The tradeoff is volatility. ARKQ is concentrated and high-beta with $2.1 billion in assets and meaningful Tesla single-name risk. When the embodied AI narrative falters, this fund will fall harder than passive peers.
ROBO: The picks-and-shovels diversifier
ROBO was the original robotics ETF and still offers the broadest exposure across the value chain. The fund’s modified equal-weight methodology spreads risk across sensors, actuators, compute, and end-market applications, with about 43% in information technology and 46% in industrials. Geographically it leans heavily on the United States at 39% and Japan at 21%, capturing the world’s two most important industrial automation ecosystems.
The fund’s current largest weights belong to companies like Harmonic Drive Systems, Hiwin Technologies, Ambarella, Infineon, and Jenoptik, with smaller weights to Nvidia, Rockwell Automation, and Fanuc. That mix is the picks-and-shovels of embodied AI: the semiconductor test equipment, factory automation, and motion control that every humanoid and autonomous machine depends on. With $4.73 billion in net assets, ROBO is the largest pure robotics fund here and has returned about 52% over the past year and roughly 22% year to date.
The tradeoff is the flip side of diversification. Because no single name dominates, ROBO will lag a concentrated winner like ARKQ in years when one or two stocks run away.

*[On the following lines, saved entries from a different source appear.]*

PR #2081, opened 2022-06-12
Document 6.0 SDK requirement for app under test

eatdrinksleepcode:
Existing applications which are built using an SDK prior to 6.0 may not build under 6.0, which will prevent Stryker from analyzing them. For example, an SDK project which still explicitly includes assembly info attributes in its source and does not explicitly define the "GenerateAssemblyInfo" MSBuild property may build successfully using the 3.1 SDK, but will fail with the 6.0 SDK with "Duplicate attribute" errors.

### DIFF
--- a/docs/getting-started.md
+++ b/docs/getting-started.md
@@ -9,9 +9,9 @@ custom_edit_url: https://github.com/stryker-mutator/stryker-net/edit/master/docs
 
 Stryker is installed using the dotnet cli as a [dotnet tool](https://docs.microsoft.com/en-us/dotnet/core/tools/global-tools)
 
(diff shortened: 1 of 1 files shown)


rouke-broersma:
Hi David,

Could you also open an issue with the details of why this doesn't work currently? This is not intentional and not related to the runtime requirement.

eatdrinksleepcode:
Sure! I'll see if I can create a minimal repo.

eatdrinksleepcode:
The problem is not what I originally thought it was, my project builds with 6.0 but does _not_ build with Stryker. I have an idea of why and will open an issue when I have minimized the repro.

Issue #2929, opened 2024-05-02
Wrong Logging usage of unexpected test case in initial test run leads to stryker crash


Dirk-Peters-BF:
**Describe the bug**
Stryker run is aborted due to crash when a specific logging call in `VsTestRunner.InitialTest` Line 60 is used, when a new unexpected test case is detected in the intial test run.

**Logs**
         System.FormatException: Input string was not in a correct format. Failure to parse near offset 132. Expected an ASCII digit.
00:02:36      at System.Text.CompositeFormat.Parse(String format)
00:02:36      at Microsoft.Extensions.Logging.LogValuesFormatter..ctor(String format)
00:02:36      at Microsoft.Extensions.Logging.FormattedLogValues.<>c.<.ctor>b__9_0(String f)
00:02:36      at Microsoft.Extensions.Logging.FormattedLogValues..ctor(String format, Object[] values)
00:02:36      at Microsoft.Extensions.Logging.LoggerExtensions.Log(ILogger logger, LogLevel logLevel, EventId eventId, Exception exception, String message, Object[] args)
00:02:36      at Microsoft.Extensions.Logging.LoggerExtensions.Log(ILogger logger, LogLevel logLevel, String message, Object[] args)
00:02:36      at Microsoft.Extensions.Logging.LoggerExtensions.LogWarning(ILogger logger, String message, Object[] args)
00:02:36      at Stryker.Core.TestRunners.VsTest.VsTestRunner.InitialTest(IProjectAndTests project) in /_/src/Stryker.Core/Stryker.Core/TestRunners/VsTest/VsTestRunner.cs:line 60
00:02:36      at Stryker.Core.TestRunners.VsTest.VsTestRunnerPool.<>c__DisplayClass12_0.<InitialTest>b__0(VsTestRunner runner) in /_/src/Stryker.Core/Stryker.Core/TestRunners/VsTest/VsTestRunnerPool.cs:line 62
00:02:36      at Stryker.Core.TestRunners.VsTest.VsTestRunnerPool.RunThis[T](Func`2 task) in /_/src/Stryker.Core/Stryker.Core/TestRunners/VsTest/VsTestRunnerPool.cs:line 103
00:02:36      at Stryker.Core.TestRunners.VsTest.VsTestRunnerPool.InitialTest(IProjectAndTests project) in /_/src/Stryker.Core/Stryker.Core/TestRunners/VsTest/VsTestRunnerPool.cs:line 62
[...]

PR #2931, opened 2024-05-03
fix: Wrong Logging usage (#2929)

Dirk-Peters-BF:
- fix combination of string interpolation with parameters in logging call in Stryker.Core/Stryker.Core/TestRunners/VsTest/VsTestRunner.cs
- harmonize logging calls:
  * remove string interpolation
  * use parameter name instead of index
  * use constant log messages


rouke-broersma:
Thank you and sorry for the delay!

PR #2941, opened 2024-05-22
chore(testrunner): Add abstractions to decouple from VSTest

MarcZw:
# Why?
Stryker should be able to support other testrunners apart from VSTest. 
This is *not possible* in the current implementation of Stryker, because of the tight coupling with VSTest. 
Therefore some abstractions needed to be created to facilitate the decoupling from VSTest. 

# Solution
The current solution to decouple is to introduce a new project, Stryker.Shared. 
This project contains abstractions to facilitate other testrunners, without breaking the current implementation. 

**Note** this is a temporary solution. There are plans for an architectural overhaul, to decouple Stryker even more.


rouke-broersma:
Implemented by #3064

PR #2968, opened 2024-06-19
Integer mutators

### LINKED ISSUE #2849: Mutator for numbers
Similar to the `StringMutator`, we could mutate numbers.

I'd like to see a mutator for numbers. Example mutations could be:
| Original | Mutation |
| --------- | ---------- |
| var x = 10; | var x = 0; |
| var x = 10; | var x = -10; |

With semantic model, we could add some mutations on numeric variables as well:
| Original | Mutation |
| --------- | ---------- |
| var x = myNumericVariable; | var x = -myNumericVariable; | 
> This example might be bad if myNumericVariable equals 0..

YVbakker:
This pull request will add the following mutators:
- Integer nullification mutator
- Integer negation mutator

### Integer nullification mutator

Changes numeric literal expressions of type integer into 0. 0 is not mutated.

Examples:

- `var x = 10` → `var x = 0`
- `var x = -10` → `var x = 0`

### Integer negation mutator

Changes numeric literal expressions of type integer into the negated form. 0 cannot be negated.

Examples:

- `var x = 10` → `var x = -10`
- `var x = -10` → `var x = 10`

closes #2849

### DIFF
--- a/src/Stryker.Core/Stryker.Core.UnitTest/Mutants/CsharpMutantOrchestratorTests.cs
+++ b/src/Stryker.Core/Stryker.Core.UnitTest/Mutants/CsharpMutantOrchestratorTests.cs
@@ -13,67 +13,75 @@ public class CsharpMutantOrchestratorTests : MutantOrchestratorTestsBase
     [Fact]
     public void ShouldNotMutateEmptyInterfaces()
     {
-        var source = @"using System;
-using System.Collections.Generic;
-using System.Text;
-namespace StrykerNet.UnitTest.Mutants.TestResources
-{
-    interface TestClass
-    {
-        int A { get; set; }
-        int B { get; set; }
-        void MethodA();
-    }
-}";
+        const string Source = """
+                              using System;
+                              using System.Collections.Generic;
+                              using System.Text;
+                              namespace StrykerNet.UnitTest.Mutants.TestResources
+                              {
+                                  interface TestClass
+                                  {
+                                      int A { get; set; }
+                                      int B { get; set; }
+                                      void MethodA();
+                                  }
+                              }
+                              """;
 
-        var expected = @"using System;
-using System.Collections.Generic;
-using System.Text;
-namespace StrykerNet.UnitTest.Mutants.TestResources
-{
-    interface TestClass
-    {
-        int A { get; set; }
-        int B { get; set; }
-        void MethodA();
-    }
-}";
-        ShouldMutateSourceToExpected(source, expected);
+        const string Expected = """
+                                using System;
+                                using System.Collections.Generic;
+                                using System.Text;
+                                namespace StrykerNet.UnitTest.Mutants.TestResources
+                                {
+                                    interface TestClass
+                                    {
+                                        int A { get; set; }
+                                        int B { get; set; }
+                                        void MethodA();
+                                    }
+                                }
+                                """;
+        ShouldMutateSourceToExpected(Source, Expected);
     }
 
     [Fact]
     public void ShouldMutateDefaultImplementationInterfaces()
     {
-        var source = @"using System;
-using System.Collections.Generic;
-using System.Text;
-namespace StrykerNet.UnitTest.Mutants.TestResources
-{
-    interface TestClass
-    {
-        int A { get; set; }
-        int B { get; set; }
-        void MethodA() {
-            var three = 1 + 2;
-        }
-    }
-}";
+        const string Source = """
+                              using System;
+                              using System.Collections.Generic;
+                              using System.Text;
+                              namespace StrykerNet.UnitTest.Mutants.TestResources
+                              {
+                                  interface TestClass
+                                  {
+                                      int A { get; set; }
+                                      int B { get; set; }
+                                      void MethodA() {
+                                          var three = 1 + 2;
+                                      }
+                                  }
+                              }
+                              """;
 
-        var expected = @"using System;
-using System.Collections.Generic;
-using System.Text;
-namespace StrykerNet.UnitTest.Mutants.TestResources
-{
-    interface TestClass
-    {
-        int A { get; set; }
-        int B { get; set; }
-        void MethodA() {if(StrykerNamespace.MutantControl.IsActive(0)){}else{
-            var three = (StrykerNamespace.MutantControl.IsActive(1)?1 - 2:1 + 2);
-        }}
-    }
-}";
-        ShouldMutateSourceToExpected(source, expected);
+        const string Expected = """
+                                using System;
+                                using System.Collections.Generic;
+                                using System.Text;
+                                namespace StrykerNet.UnitTest.Mutants.TestResources
+                                {
+                                    interface TestClass
+                                    {
+                                        int A { get; set; }
+                                        int B { get; set; }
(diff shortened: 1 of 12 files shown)


src/Stryker.Core/Stryker.Core/Mutators/IntegerNegationMutator.cs
```diff
@@ -0,0 +1,36 @@
...
+            ReplacementNode = SyntaxFactory.LiteralExpression(SyntaxKind.NumericLiteralExpression, SyntaxFactory.Literal(replacementValue)),
+            DisplayName = "Number negation mutation",
+            Type = Mutator.Number
+        };
+    }
+
+    private static bool IsNumberLiteral(LiteralExpressionSyntax node)
+    {
+        var kind = node.Kind();
+        return kind == SyntaxKind.NumericLiteralExpression && node.Parent is EqualsValueClauseSyntax;
```
dupdob, line 33: why limiting this mutation to assignment ? it seems that it could be uses within any expression (excluding indexed access `[...]` ). It should at least also support method arguments.

src/Stryker.Core/Stryker.Core/Mutators/IntegerNullificationMutator.cs
```diff
@@ -0,0 +1,32 @@
+using System.Collections.Generic;
+using Microsoft.CodeAnalysis;
+using Microsoft.CodeAnalysis.CSharp;
+using Microsoft.CodeAnalysis.CSharp.Syntax;
+using Stryker.Core.Mutants;
+
+namespace Stryker.Core.Mutators;
+
+public class IntegerNullificationMutator : MutatorBase<LiteralExpressionSyntax>
```
dupdob, line 9: Why having two separate mutators ?

src/Stryker.Core/Stryker.Core/Mutators/IntegerNegationMutator.cs
```diff
@@ -0,0 +1,36 @@
+using System.Collections.Generic;
+using Microsoft.CodeAnalysis;
+using Microsoft.CodeAnalysis.CSharp;
+using Microsoft.CodeAnalysis.CSharp.Syntax;
+using Stryker.Core.Mutants;
+
+namespace Stryker.Core.Mutators;
+
+public class IntegerNegationMutator : MutatorBase<LiteralExpressionSyntax>
```
dupdob, line 9: why having two separate mutators?

src/Stryker.Core/Stryker.Core/Mutators/IntegerNullificationMutator.cs
```diff
@@ -0,0 +1,32 @@
...
+                DisplayName = "Integer nullification mutation",
+                Type = Mutator.Number
+            };
+        }
+    }
+
+    private static bool IsNumberLiteral(LiteralExpressionSyntax node)
+    {
+        var kind = node.Kind();
+        return kind == SyntaxKind.NumericLiteralExpression && node.Parent is EqualsValueClauseSyntax;
```
dupdob, line 30: why limiting this mutation to assignment ? it seems that it could be uses within any expression. It should at least also support method arguments.

src/Stryker.Core/Stryker.Core.UnitTest/Mutants/CsharpMutantOrchestratorTests.cs
```diff
@@ -13,67 +13,75 @@ public class CsharpMutantOrchestratorTests : MutantOrchestratorTestsBase
...
-{
-    interface TestClass
-    {
-        int A { get; set; }
-        int B { get; set; }
-        void MethodA();
-    }
-}";
-        ShouldMutateSourceToExpected(source, expected);
+        const string Source = """
```
dupdob, line 16: Any specific reason fro switching to raw strings?
I do not feel this has significant benefits here

dupdob (changes requested):
thanks for this PR. I let you answer inline code questions.
You need to adjust integration test results, since adding a mutator changes them

YVbakker:
> thanks for this PR. I let you answer inline code questions. You need to adjust integration test results, since adding a mutator changes them

Thanks for your feedback, I'll get back to it this week

src/Stryker.Core/Stryker.Core/Mutators/IntegerNullificationMutator.cs
YVbakker: I figured they can possibly be conflicting, and so I thought it'd be a good idea to add them separately. 
When mutating `var x = 10` for instance, would this be `var x = 0`? `var x = -10`?
Maybe I'm all wrong about this and it doesn't work this way at all: if this is not an issue it could be a single mutator.

src/Stryker.Core/Stryker.Core/Mutators/IntegerNullificationMutator.cs
YVbakker: great idea! initially, I didn't have a constraint on the node parent at all so all occurrences would be mutated. I then constrained it to at least work for the example in the original issue, and I kinda left it open for suggestions if other places should receive this mutation as well

dupdob: limitation should only be placed if one detect an actual issue. But most (if not all) risky constructs, such as constants or attributes, are already identified and dealt with.

src/Stryker.Core/Stryker.Core.UnitTest/Mutants/CsharpMutantOrchestratorTests.cs
YVbakker: I see what you mean, however, I think this improves readability. Also, Microsoft [recommends](https://learn.microsoft.com/en-us/dotnet/csharp/programming-guide/strings/#raw-string-literals) to use them when dealing with pre-formatted text. I think it's more suitable for source code snippets as those used in this test file.

dupdob: I u de it comes from a good place. But this kind of change drags a huge, invisible cost: PRs

Any PR referencing the previous version will be painful to merge. 
I am not sure the benefits outweigh this drawback. 
Been there, done that.
We will need to check with the core team what they feel about this.

src/Stryker.Core/Stryker.Core.UnitTest/Mutators/IntegerNegationMutatorTests.cs
```diff
@@ -0,0 +1,51 @@
...
+using Stryker.Core.Mutators;
+using System.Linq;
+using Microsoft.CodeAnalysis.CSharp.Syntax;
+using Xunit;
+
+namespace Stryker.Core.UnitTest.Mutators;
+
+public class IntegerNegationMutatorTests : TestBase
+{
+    [Fact]
```
rouke-broersma, line 12: We have recently migrated all unit tests from xunit to mstest, sorry! Could you migrate your unit tests to mstest?

YVbakker:
I have been exceptionally busy due to the holidays, but I did read your further feedback and I will incorporate it

PR #2985, opened 2024-07-18
fix(real-time-reporting): Properly handle when browser is closed during mutation testing

### LINKED ISSUE #2517: Real time reporting can crash stryker when a client disconnects right before or during a crash
**Describe the bug**

https://github.com/stryker-mutator/stryker-net/blob/c116bd9bc4c3dc030dc5025873810f2341945fa0/src/Stryker.Core/Stryker.Core/Reporters/Html/Realtime/SseServer.cs#L68

Disconnected writes should be removed from the list of writers and some kinda exception handling should catch when a client disconnects in-flight.

dupdob:
Fix #2517.


dupdob:
Crap: the added unit test does in fact cover the new code, but I cannot make this test works properly on the CI pipeline due to the unpredictable behavior of `HttpClient`.
It obviously works like a charm on my machine...

PR #2988, opened 2024-07-19
DRAFT testrunner

richardwerkman:


dupdob:
quick architecture question: it looks like the test projects are loaded into the current process, right?
then, how can we deal with different framework versions and platforms?

richardwerkman:
@dupdob this is all very early stage and as you see contains lots of merge conflicts. We will split this work into smaller PRs because this isn't easily reviewable. This branch is the outcome of an internship and will be used as inspiration for the final implementation.

To answer your question, we don't know yet. We will have to investigate that once the feature is in a state where we can test that. The current implementation is only single threaded and only works for a single project (as far as I know).

rouke-broersma:
> quick architecture question: it looks like the test projects are loaded into the current process, right? then, how can we deal with different framework versions and platforms?

At some point we will have to think about spawning new processes for these cases I think.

ROBT: The balanced AI-and-robotics blend
ROBT tracks a Nasdaq index that deliberately splits holdings into AI “enablers,” “engagers,” and “enhancers,” giving investors both brains and bodies in one wrapper. The tiered weighting tilts the fund more toward AI software than ROBO or BOTZ while keeping meaningful robotics hardware exposure. That balance answers whether embodied AI will be won by chipmakers, model builders, or robot OEMs. The honest answer is some of each, and ROBT does not force a choice.
Performance has been the most muted of the five, with shares near $54, up about 19% over the past year but less than 4% year to date. By spreading across tiers, ROBT captures less upside when a single sub-theme rips, which is why it has trailed more concentrated funds recently.
THNQ: The overlooked compute-layer pick
THNQ is the unconventional choice on this list and the one most readers will not find on a basic robotics screen. As the AI-pure-play sibling to ROBO, it covers cloud compute, semiconductors, AI software, and applied AI in healthcare and business processes. A humanoid without a foundation model is little more than a mannequin. The training compute, inference chips, and vision-language models that make a robot useful all live inside the names THNQ holds.
The market is catching on. THNQ has returned over 54% over the past year and roughly 23% year to date, with a five-year gain of 1065%. The tradeoff is that THNQ is not technically a robotics fund. In a year when physical robotics underperforms software, THNQ will diverge from BOTZ and ROBO in ways that surprise investors expecting closer tracking.
How to choose among them
The decision comes down to which slice of the embodied AI stack will capture the most value. Someone who wants the cleanest, most liquid robotics exposure and is comfortable with concentrated industrial automation should start with BOTZ. An investor with conviction in Tesla’s Optimus and higher risk tolerance will find ARKQ the most direct expression of that view. Those who prefer broad, equal-weight diversification across the robotics value chain belong in ROBO, the largest and most institutional of the group.
ROBT suits investors who do not want to pick between hardware and software and are willing to accept more modest peaks for a balanced ride. THNQ works as a complement to the hardware-tilted funds. Pairing it with BOTZ or ROBO gives exposure to both bodies and brains, which more closely mirrors how Huang describes the opportunity. None of these funds is a guaranteed winner, however. Embodied AI is a credible multi-year thesis, and these are the cleanest ways to express it without betting the outcome on any single stock.